Question from 2003 HSC paper:
Q2 (e)

Suppose that the complex number z lies on the unit circle, and 0≤arg (z)≤pi/2. Prove that 2arg(z+1)=arg(z).




In OABC:
OA // BC (since BC is a translation of OA 1 unit to the right)
AB // OC (since the segment between z and z+1 is parallel to the x-axis)
Hence OABC is a parallelogram.

In OAB and OBC:
OB is a shared side.
OA = OC (equal radii of unit circle)
AB = BC (opposite sides of a parallelogram are equal)

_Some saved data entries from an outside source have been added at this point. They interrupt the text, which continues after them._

PR #279, opened 2026-07-14
  nstun: validate TCP acknowledgments before processing payload

Alearner12:
# nstun: validate TCP acknowledgments before processing payload

## Summary

This change makes nstun validate guest TCP acknowledgments before using them to
mutate send-side state or deliver segment payload.

- Classifies ACKs with wraparound-safe TCP serial-number arithmetic.
- Rejects ACKs beyond `SND.NXT` before processing segment text.
- Applies the same ACK acceptability checks in `SYN-SENT`.
- Accounts for SYN, buffered data, and FIN sequence space before committing a
  cumulative ACK.
- Uses wraparound-safe sequence comparison in the retransmission timer.
- Makes flow destruction from `push_to_guest()` explicit to callers.
- Adds focused helper and production-path regression tests.

## Bug

The synchronized-state receive path previously processed segment payload before
validating `SEG.ACK`. A guest could therefore attach payload to an ACK beyond
`SND.NXT`; the payload could reach the host-facing receive path before the
invalid acknowledgment was reflected in send-side accounting.

The old ACK accounting then calculated an advance directly from the supplied
32-bit ACK and updated `ack_from_guest` and `tx_acked_offset`. An ACK outside the
current send window could consequently move the flow beyond the data actually
sent or buffered.

`SYN-SENT` also accepted acknowledgment state without applying the same send
window invariant. Separately, the retransmission timer compared sequence
numbers with ordinary integer ordering, which is incorrect when the sequence
space wraps at `UINT32_MAX`.

## Fix

The receive path now classifies every ACK relative to `SND.UNA` and `SND.NXT`
before processing payload:

- Old and duplicate ACKs leave send-side state unchanged.
- Advancing ACKs are applied only after their SYN, data, and FIN sequence-space
  consumption is consistent with the transmit buffer.
- Future ACKs leave the flow unchanged, drop any attached payload, and produce
  a corrective ACK.
- Internally inconsistent buffer accounting resets and destroys the flow
  instead of partially committing state.

`SYN-SENT` rejects unacceptable acknowledgments before performing RST or
SYN|ACK processing. An unacceptable ACK without RST produces the reset response
specified for that state, while an acceptable inbound SYN|ACK completes the
transition to `ESTABLISHED`.

The defensive buffer checks mean `push_to_guest()` can synchronously destroy a
flow. Its return value now reports that invalidation, and callers stop using the
flow immediately. Garbage collection snapshots active flow pointers before
running callbacks so callback-driven erasure does not invalidate the map
iteration itself.

## Regression coverage

`tests/tcp_state_test.cc` covers:

- Old, duplicate, advancing, and future ACK classification.
- TCP sequence-number wraparound.
- Partial and complete cumulative ACK accounting.
- Repeated future ACKs leaving send state and buffered data unchanged.
- Rejection of ACK advances inconsistent with the transmit buffer.
- SYN and FIN sequence-space accounting.

`tests/tcp_process_test.cc` exercises the actual TCP processing implementation
with external I/O stubbed. It verifies that:

- A future ACK carrying `ABC` does not change `ack_from_guest`,
  `seq_to_guest`, `tx_acked_offset`, or `tx_buffer`.
- The attached payload is not delivered to the host-facing receive buffer.
- The flow remains owned and exactly one payload-free corrective ACK is sent.
- An unacceptable ACK in `SYN-SENT` preserves the pending flow and emits an RST
  whose sequence number is copied from `SEG.ACK`.
- A valid inbound SYN|ACK transitions the flow to `ESTABLISHED` and emits the
  expected final ACK.
- The destructive `push_to_guest()` path reports destruction without callers
  subsequently accessing the invalidated pointer.

## Verification

Local verification performed:

- `make tcp_state_test`
- `make tcp_process_test`
- Both focused tests with GCC ASan/UBSan
- Both focused tests with Clang
- GCC object compilation of `nstun/tcp.cc`
- GCC object compilation of `nstun/nstun.cc`
- `git diff --check`

The full nsjail binary was not linked locally because this checkout does not
contain the `kafel` submodule and network access was unavailable. The focused
tests and directly affected translation units compile successfully.

### DIFF
--- a/Makefile
+++ b/Makefile
@@ -147,8 +147,19 @@ OLD_EF := --experimental_mnt=old
 NEW_EF := --experimental_mnt=new
 UID := $(shell id -u)
 
-.PHONY: test
-test: $(BIN)
+.PHONY: test tcp_state_test tcp_process_test
+tcp_state_test:
+	$(CXX) -std=c++20 -Wall -Wextra -Werror -Wno-unused-parameter \
+		-I. tests/tcp_state_test.cc -o /tmp/nsjail_tcp_state_test
+	/tmp/nsjail_tcp_state_test
+
+tcp_process_test:
+	$(CXX) -std=c++20 -Wall -Wextra -Werror -Wno-unused -Wno-unused-parameter \
+		-Wno-c99-designator -ffunction-sections -fdata-sections -I. \
+		tests/tcp_process_test.cc -Wl,--gc-sections -o /tmp/nsjail_tcp_process_test
+	/tmp/nsjail_tcp_process_test
+
+test: $(BIN) tcp_state_test tcp_process_test
 	# --- Basic sanity tests ---
 	$(call run_test, ./nsjail -q -Mo --chroot / --user 99999 --group 99999 -- /bin/true, 0)
 	$(call run_test, ./nsjail -q -Mo --chroot / --user 99999 --group 99999 -- /bin/false, 1)
--- a/nstun/core.h
+++ b/nstun/core.h
@@ -64,7 +64,10 @@ public:
 
 	virtual ~Flow() = default;
 	virtual void handle_host_event(Context* ctx, int fd, uint32_t events) = 0;
-	virtual void periodic_check(Context* ctx, time_t now) {}
+	/* Returns true if the check destroyed this flow. */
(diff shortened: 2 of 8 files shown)


robertswiecki:
Thank you. This should have been fixed by #280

Hence OAB is congruent to OBC.

.'.< AOB = < BOC (corresponding angles in congruent triangles)
.'.< AOC = 2 < BOC (adjacent angles)
but < BOC = arg (z+1) amd < AOC = arg (z)

.'. arg (z) = 2 arg (z+1)

Is the above proof correct?

Thank you in advance.

 

[Drongoski]

The vectors corresponding to the 2 complex numbers: z and 1 are adjacent sides of //gram (OABC) with vector OB representing z+1 the included diagonal. (or: I could have simply stated: "OABC is a //gram since diagonal z+1 is vector sum of z and 1") Now |z| = |1| = 1 (i.e, OA = OC); That means the //gram OABC have equal adjacent sides. Therefore all 4 sides of OABC are equal. .: it is a rhombus. Diagonals of rhombus bisect their internal angles.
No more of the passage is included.